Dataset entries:
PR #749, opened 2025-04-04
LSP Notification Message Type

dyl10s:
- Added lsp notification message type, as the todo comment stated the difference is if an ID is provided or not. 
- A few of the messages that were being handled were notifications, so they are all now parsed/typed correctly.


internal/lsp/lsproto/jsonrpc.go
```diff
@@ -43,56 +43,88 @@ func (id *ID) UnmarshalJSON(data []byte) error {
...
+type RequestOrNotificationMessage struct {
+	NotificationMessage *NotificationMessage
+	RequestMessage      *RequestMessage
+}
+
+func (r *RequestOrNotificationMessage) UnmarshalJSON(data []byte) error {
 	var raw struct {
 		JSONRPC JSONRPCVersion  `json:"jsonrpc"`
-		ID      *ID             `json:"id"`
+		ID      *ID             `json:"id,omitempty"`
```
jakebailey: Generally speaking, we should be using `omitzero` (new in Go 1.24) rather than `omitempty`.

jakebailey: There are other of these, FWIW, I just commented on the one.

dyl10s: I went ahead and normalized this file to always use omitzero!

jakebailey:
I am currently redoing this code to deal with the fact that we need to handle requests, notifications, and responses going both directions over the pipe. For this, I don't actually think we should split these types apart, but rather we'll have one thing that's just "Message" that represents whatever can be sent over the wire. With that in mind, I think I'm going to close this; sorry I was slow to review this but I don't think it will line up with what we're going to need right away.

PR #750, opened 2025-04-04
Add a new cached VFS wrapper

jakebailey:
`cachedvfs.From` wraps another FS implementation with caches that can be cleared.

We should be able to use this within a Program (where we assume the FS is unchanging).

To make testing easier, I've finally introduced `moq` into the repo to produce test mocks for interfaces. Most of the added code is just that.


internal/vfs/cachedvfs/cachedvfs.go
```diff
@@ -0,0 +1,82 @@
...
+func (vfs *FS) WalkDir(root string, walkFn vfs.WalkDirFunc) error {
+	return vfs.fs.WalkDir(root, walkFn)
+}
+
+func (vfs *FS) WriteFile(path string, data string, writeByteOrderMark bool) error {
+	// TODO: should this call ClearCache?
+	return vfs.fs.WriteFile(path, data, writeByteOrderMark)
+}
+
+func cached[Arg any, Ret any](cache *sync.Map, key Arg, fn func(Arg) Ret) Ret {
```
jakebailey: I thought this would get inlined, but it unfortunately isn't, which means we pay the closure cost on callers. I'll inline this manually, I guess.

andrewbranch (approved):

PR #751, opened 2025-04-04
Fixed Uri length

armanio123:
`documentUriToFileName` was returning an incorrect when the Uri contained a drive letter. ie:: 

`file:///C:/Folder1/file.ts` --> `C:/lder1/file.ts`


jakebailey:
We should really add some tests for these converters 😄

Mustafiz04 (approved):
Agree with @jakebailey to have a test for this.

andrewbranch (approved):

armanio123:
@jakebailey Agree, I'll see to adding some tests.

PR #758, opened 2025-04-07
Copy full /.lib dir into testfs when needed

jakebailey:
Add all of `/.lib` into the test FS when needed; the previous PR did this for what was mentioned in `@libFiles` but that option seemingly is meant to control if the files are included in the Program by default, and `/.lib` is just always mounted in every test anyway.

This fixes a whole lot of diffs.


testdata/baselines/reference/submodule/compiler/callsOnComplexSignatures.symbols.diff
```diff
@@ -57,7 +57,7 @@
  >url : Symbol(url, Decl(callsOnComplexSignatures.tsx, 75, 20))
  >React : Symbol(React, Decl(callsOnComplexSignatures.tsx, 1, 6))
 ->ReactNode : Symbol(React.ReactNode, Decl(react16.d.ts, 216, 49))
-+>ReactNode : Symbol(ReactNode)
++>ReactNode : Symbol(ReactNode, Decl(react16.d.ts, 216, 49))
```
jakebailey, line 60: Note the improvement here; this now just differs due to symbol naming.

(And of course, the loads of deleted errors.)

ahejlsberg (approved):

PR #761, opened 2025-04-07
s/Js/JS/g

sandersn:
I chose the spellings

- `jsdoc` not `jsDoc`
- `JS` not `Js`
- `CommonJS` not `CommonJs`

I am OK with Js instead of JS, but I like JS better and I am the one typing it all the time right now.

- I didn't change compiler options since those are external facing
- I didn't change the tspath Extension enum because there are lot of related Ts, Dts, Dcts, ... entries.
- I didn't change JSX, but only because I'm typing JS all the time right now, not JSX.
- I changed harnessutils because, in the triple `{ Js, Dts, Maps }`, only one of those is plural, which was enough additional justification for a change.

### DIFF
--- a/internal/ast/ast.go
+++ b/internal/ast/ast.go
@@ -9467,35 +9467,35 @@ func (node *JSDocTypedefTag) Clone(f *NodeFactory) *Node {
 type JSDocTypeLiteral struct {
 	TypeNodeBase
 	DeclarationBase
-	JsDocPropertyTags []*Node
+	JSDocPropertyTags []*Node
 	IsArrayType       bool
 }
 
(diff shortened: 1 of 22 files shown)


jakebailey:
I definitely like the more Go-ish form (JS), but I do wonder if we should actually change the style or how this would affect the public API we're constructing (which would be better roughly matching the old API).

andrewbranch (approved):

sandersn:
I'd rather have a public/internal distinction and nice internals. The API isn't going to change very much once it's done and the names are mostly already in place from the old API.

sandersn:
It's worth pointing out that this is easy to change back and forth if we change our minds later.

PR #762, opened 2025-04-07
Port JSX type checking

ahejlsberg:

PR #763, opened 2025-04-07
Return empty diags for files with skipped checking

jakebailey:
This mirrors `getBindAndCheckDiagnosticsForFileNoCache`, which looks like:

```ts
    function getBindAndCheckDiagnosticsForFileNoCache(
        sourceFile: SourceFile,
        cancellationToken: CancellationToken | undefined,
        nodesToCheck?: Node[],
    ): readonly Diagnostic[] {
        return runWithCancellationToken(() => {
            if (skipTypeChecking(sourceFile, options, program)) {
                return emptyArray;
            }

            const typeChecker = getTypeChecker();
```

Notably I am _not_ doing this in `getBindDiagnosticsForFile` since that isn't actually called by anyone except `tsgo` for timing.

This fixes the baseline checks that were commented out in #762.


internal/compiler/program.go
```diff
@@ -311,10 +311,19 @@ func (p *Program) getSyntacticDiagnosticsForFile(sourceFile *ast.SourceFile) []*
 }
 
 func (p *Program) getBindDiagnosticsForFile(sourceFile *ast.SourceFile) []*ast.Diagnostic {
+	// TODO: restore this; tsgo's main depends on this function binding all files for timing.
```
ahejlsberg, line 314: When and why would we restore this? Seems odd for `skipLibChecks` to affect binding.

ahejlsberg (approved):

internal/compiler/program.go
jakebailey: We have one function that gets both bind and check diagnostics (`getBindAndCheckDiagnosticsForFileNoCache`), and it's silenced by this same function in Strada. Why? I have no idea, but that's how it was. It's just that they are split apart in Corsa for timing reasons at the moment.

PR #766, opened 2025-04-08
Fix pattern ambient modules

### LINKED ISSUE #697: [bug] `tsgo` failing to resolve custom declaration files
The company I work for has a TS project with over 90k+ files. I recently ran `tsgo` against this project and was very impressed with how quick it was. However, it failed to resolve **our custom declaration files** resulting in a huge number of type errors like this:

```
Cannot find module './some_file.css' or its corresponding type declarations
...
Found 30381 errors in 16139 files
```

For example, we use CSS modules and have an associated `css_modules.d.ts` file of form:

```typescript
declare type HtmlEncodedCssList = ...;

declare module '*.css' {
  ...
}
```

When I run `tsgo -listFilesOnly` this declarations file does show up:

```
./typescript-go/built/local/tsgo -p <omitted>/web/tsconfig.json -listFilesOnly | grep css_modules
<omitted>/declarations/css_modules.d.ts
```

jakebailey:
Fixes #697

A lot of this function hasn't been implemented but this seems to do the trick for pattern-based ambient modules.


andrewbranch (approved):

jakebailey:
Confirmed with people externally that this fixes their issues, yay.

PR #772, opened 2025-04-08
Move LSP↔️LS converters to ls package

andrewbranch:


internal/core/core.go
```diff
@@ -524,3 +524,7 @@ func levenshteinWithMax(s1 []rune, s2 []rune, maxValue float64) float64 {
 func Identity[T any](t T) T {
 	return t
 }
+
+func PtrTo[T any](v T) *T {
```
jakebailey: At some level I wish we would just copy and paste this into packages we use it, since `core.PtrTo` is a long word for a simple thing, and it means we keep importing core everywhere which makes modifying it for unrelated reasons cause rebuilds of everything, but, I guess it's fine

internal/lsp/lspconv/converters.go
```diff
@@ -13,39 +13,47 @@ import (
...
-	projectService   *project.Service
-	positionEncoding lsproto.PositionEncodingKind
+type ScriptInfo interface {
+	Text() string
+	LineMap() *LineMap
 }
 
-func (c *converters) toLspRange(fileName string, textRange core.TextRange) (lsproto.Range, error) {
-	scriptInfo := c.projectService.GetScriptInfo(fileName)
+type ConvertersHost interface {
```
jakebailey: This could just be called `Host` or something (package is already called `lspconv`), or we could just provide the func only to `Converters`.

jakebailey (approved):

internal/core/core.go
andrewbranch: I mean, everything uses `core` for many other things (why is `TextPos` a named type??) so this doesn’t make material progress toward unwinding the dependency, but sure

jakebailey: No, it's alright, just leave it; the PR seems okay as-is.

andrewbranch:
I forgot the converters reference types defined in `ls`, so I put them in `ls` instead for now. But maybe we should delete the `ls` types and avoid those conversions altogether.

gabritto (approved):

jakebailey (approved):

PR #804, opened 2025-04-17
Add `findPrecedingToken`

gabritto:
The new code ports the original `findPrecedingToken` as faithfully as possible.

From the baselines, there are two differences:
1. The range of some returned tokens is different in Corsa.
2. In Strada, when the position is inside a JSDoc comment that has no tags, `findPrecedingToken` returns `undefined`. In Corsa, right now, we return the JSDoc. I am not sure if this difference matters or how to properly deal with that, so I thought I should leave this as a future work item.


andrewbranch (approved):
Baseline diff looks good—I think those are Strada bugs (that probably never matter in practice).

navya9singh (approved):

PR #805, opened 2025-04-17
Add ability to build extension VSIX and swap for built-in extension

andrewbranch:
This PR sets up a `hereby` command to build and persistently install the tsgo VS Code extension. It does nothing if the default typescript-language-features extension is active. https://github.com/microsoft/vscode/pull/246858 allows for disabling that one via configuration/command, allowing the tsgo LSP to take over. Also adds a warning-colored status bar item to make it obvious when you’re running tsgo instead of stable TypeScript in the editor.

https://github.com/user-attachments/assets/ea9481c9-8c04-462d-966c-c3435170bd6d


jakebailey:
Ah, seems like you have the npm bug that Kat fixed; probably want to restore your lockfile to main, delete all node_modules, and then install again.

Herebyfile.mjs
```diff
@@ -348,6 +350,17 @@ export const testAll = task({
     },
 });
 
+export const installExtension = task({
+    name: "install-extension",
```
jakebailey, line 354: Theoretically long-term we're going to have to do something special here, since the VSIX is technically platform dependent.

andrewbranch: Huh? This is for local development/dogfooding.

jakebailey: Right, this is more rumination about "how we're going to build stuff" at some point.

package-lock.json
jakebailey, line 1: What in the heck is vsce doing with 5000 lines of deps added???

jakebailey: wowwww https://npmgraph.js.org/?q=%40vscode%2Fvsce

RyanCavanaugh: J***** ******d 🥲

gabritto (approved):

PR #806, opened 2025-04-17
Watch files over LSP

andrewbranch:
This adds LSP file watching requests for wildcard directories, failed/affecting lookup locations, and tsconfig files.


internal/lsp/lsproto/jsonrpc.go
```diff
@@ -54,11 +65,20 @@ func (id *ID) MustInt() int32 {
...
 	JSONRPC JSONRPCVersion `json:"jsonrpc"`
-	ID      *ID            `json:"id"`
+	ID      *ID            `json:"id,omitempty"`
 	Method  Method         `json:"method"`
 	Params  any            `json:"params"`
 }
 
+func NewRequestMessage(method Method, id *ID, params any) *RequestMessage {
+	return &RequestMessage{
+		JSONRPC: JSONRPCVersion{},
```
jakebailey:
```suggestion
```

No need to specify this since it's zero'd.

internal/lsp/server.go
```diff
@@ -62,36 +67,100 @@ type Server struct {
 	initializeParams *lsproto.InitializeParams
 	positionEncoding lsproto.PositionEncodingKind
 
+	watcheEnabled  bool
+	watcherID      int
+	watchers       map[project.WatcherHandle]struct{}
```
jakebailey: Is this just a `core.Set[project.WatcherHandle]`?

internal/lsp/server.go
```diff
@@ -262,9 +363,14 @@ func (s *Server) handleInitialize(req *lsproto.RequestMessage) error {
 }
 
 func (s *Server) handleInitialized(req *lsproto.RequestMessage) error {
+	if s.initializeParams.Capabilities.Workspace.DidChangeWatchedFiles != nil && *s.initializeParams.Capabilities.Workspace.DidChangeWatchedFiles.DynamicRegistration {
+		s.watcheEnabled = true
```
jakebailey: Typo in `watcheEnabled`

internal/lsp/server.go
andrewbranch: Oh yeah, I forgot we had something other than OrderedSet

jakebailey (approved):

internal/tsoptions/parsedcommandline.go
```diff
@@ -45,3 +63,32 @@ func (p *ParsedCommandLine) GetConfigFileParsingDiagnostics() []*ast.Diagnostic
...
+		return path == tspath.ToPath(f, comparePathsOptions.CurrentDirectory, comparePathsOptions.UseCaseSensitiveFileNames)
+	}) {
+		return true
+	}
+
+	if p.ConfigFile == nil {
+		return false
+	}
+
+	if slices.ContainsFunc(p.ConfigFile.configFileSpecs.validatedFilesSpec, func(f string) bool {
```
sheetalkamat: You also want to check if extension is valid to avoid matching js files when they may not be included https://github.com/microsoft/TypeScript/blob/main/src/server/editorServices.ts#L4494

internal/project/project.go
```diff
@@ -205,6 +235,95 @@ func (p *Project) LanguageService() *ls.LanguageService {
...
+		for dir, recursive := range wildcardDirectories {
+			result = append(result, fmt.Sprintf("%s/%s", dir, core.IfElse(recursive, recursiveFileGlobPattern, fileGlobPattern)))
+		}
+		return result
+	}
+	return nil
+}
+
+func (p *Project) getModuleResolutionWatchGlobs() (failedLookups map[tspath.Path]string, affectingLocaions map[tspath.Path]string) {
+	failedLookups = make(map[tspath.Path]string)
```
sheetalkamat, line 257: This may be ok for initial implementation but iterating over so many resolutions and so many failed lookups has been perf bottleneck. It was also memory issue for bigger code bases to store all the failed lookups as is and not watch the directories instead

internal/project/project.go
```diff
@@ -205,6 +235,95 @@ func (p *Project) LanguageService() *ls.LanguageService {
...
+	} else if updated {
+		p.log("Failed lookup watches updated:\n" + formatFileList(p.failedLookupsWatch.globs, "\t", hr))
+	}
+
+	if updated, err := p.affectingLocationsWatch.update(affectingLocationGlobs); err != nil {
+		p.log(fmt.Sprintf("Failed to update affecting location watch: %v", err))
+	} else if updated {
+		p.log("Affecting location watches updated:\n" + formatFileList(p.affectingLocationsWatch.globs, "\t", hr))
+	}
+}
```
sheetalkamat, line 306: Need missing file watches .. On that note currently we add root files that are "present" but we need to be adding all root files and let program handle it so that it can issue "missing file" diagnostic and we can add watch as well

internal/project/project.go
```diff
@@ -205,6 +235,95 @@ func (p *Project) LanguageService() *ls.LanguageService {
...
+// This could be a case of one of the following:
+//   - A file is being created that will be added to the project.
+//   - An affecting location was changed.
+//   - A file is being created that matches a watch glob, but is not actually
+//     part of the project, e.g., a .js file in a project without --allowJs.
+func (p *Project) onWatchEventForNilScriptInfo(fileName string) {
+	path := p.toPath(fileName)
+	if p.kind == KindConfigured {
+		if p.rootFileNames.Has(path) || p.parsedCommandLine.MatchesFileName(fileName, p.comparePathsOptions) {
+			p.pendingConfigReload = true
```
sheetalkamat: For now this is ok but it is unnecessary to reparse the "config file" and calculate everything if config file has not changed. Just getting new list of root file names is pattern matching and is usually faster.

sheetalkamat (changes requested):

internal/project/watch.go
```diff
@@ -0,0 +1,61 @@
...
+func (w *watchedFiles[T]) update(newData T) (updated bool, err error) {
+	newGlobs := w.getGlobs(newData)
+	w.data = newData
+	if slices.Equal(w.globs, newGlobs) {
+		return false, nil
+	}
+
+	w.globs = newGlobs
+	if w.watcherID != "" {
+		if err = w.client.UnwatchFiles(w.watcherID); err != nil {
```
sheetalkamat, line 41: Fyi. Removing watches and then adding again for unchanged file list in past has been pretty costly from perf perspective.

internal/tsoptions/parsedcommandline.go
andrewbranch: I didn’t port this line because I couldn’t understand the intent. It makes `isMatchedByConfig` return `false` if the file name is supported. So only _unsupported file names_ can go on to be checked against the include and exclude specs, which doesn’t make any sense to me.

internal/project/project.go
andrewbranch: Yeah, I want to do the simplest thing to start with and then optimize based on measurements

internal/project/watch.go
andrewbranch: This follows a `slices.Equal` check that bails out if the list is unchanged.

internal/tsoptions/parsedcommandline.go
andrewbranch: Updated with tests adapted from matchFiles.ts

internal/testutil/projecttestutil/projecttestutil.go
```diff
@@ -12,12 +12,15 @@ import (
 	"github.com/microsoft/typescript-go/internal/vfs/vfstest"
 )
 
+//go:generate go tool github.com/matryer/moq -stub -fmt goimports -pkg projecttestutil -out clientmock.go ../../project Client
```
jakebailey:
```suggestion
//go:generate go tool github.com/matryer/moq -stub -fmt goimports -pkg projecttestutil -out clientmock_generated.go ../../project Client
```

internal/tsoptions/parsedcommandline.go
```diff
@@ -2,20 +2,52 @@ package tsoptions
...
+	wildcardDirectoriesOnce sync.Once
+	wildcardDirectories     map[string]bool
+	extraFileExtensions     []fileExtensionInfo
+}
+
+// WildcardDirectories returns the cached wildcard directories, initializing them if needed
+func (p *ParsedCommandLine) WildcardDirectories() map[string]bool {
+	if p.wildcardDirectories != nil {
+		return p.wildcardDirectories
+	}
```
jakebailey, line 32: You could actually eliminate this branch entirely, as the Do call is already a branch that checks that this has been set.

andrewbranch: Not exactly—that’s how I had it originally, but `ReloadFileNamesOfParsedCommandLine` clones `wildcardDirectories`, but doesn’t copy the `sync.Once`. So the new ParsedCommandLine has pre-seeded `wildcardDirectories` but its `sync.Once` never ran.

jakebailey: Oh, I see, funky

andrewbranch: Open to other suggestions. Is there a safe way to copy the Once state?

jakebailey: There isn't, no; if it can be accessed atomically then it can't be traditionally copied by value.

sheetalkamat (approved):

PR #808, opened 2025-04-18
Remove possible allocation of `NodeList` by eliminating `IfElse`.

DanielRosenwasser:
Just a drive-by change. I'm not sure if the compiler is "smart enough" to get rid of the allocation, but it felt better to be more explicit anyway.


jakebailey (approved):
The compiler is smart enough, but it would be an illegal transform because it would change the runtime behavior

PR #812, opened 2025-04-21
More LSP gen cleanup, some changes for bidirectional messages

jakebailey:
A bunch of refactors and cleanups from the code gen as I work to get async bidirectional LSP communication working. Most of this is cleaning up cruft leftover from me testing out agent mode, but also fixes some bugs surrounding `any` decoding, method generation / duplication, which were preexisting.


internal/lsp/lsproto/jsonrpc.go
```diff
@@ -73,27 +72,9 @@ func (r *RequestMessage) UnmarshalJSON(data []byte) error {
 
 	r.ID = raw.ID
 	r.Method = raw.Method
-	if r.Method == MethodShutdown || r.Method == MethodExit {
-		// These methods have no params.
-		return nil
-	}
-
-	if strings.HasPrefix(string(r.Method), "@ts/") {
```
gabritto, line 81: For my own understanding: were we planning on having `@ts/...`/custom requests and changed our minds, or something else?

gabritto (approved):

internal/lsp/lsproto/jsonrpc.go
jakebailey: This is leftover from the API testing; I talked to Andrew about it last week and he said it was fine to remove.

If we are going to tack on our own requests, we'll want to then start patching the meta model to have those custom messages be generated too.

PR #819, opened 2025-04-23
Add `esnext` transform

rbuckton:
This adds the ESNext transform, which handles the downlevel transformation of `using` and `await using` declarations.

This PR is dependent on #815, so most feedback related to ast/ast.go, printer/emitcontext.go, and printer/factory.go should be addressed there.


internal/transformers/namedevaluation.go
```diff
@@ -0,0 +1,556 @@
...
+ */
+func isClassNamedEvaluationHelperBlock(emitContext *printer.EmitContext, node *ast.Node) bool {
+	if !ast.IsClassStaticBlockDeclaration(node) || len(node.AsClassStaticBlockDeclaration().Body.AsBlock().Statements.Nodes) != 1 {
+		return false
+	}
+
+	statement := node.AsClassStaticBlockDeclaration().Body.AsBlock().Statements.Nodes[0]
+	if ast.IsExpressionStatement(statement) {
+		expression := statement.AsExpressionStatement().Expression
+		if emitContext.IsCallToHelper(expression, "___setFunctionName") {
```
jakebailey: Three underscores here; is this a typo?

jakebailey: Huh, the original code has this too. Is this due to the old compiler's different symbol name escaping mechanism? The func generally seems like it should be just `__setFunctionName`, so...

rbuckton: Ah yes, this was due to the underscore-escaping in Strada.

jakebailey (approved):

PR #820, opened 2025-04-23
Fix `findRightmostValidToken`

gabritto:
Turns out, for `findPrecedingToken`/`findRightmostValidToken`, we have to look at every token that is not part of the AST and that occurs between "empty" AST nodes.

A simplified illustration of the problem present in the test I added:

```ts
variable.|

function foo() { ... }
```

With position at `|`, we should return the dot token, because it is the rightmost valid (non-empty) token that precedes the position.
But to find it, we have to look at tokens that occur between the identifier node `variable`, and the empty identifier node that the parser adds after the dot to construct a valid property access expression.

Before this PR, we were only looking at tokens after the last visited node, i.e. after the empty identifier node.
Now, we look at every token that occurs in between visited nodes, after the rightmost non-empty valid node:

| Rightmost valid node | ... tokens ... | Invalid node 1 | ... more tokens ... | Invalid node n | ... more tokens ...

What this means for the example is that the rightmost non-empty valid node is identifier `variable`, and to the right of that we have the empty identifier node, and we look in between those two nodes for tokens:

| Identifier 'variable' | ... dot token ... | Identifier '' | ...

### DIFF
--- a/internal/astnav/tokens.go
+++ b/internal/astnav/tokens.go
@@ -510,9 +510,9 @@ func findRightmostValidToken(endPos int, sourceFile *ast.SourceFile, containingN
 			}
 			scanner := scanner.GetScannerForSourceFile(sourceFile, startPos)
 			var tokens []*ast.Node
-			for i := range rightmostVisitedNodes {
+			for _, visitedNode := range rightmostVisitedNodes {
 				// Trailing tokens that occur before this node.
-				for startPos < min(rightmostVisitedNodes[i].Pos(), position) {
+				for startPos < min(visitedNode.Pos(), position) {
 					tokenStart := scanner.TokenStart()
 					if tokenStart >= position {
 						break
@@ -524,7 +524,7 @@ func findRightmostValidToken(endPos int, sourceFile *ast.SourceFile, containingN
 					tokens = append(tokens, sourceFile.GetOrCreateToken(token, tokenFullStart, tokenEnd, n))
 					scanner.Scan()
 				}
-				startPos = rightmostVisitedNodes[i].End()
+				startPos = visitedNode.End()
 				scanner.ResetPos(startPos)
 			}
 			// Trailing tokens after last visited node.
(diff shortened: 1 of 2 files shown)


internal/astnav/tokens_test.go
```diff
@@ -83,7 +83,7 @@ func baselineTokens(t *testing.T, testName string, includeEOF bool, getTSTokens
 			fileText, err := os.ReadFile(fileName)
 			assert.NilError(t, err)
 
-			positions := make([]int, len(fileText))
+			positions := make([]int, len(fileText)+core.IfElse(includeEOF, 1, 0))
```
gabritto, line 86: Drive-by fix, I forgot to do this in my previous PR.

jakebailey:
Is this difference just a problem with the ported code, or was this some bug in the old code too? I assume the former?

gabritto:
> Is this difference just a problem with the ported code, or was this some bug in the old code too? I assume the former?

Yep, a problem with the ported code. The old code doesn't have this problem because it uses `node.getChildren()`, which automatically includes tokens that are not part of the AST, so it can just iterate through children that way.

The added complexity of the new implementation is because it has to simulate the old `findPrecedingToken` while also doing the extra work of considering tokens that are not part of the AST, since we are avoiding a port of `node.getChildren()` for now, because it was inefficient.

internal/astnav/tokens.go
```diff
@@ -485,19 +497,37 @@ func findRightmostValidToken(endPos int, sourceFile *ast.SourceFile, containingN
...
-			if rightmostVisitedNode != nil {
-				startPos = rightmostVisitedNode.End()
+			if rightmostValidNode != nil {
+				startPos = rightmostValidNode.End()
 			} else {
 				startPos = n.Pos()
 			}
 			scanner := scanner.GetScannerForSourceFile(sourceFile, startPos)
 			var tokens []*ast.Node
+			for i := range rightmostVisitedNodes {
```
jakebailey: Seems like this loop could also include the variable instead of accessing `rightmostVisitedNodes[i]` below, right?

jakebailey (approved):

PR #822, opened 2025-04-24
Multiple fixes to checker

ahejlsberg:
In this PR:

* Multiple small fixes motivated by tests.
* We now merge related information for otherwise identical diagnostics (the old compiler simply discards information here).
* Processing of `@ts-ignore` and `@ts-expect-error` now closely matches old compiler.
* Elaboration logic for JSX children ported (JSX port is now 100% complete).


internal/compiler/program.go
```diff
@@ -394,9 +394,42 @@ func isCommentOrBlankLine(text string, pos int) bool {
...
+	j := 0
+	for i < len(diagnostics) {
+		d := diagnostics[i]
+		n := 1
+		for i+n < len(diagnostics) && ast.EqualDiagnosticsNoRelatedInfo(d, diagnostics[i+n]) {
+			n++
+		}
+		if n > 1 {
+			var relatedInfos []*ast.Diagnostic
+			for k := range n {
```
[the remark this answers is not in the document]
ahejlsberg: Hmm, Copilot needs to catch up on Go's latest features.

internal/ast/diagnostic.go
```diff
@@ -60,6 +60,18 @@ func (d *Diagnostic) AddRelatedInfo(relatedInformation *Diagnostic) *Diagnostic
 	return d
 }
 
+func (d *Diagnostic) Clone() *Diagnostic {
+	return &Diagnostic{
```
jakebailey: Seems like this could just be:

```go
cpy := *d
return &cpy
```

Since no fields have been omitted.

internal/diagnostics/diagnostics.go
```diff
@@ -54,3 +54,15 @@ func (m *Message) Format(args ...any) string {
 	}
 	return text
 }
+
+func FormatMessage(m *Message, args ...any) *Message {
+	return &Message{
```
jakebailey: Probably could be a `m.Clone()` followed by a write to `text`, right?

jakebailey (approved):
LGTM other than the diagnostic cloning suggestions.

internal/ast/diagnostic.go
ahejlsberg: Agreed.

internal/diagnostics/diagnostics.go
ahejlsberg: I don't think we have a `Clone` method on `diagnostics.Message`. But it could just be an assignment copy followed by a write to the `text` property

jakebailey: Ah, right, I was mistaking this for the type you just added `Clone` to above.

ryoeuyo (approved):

* **DESCRIPTION OF THE TASK**: Which of the lines above include the string "watcheEnabled"? Pick them out and copy them.

* **REPLY TO THE TASK**:
+	watcheEnabled  bool
+		s.watcheEnabled = true
jakebailey: Typo in `watcheEnabled`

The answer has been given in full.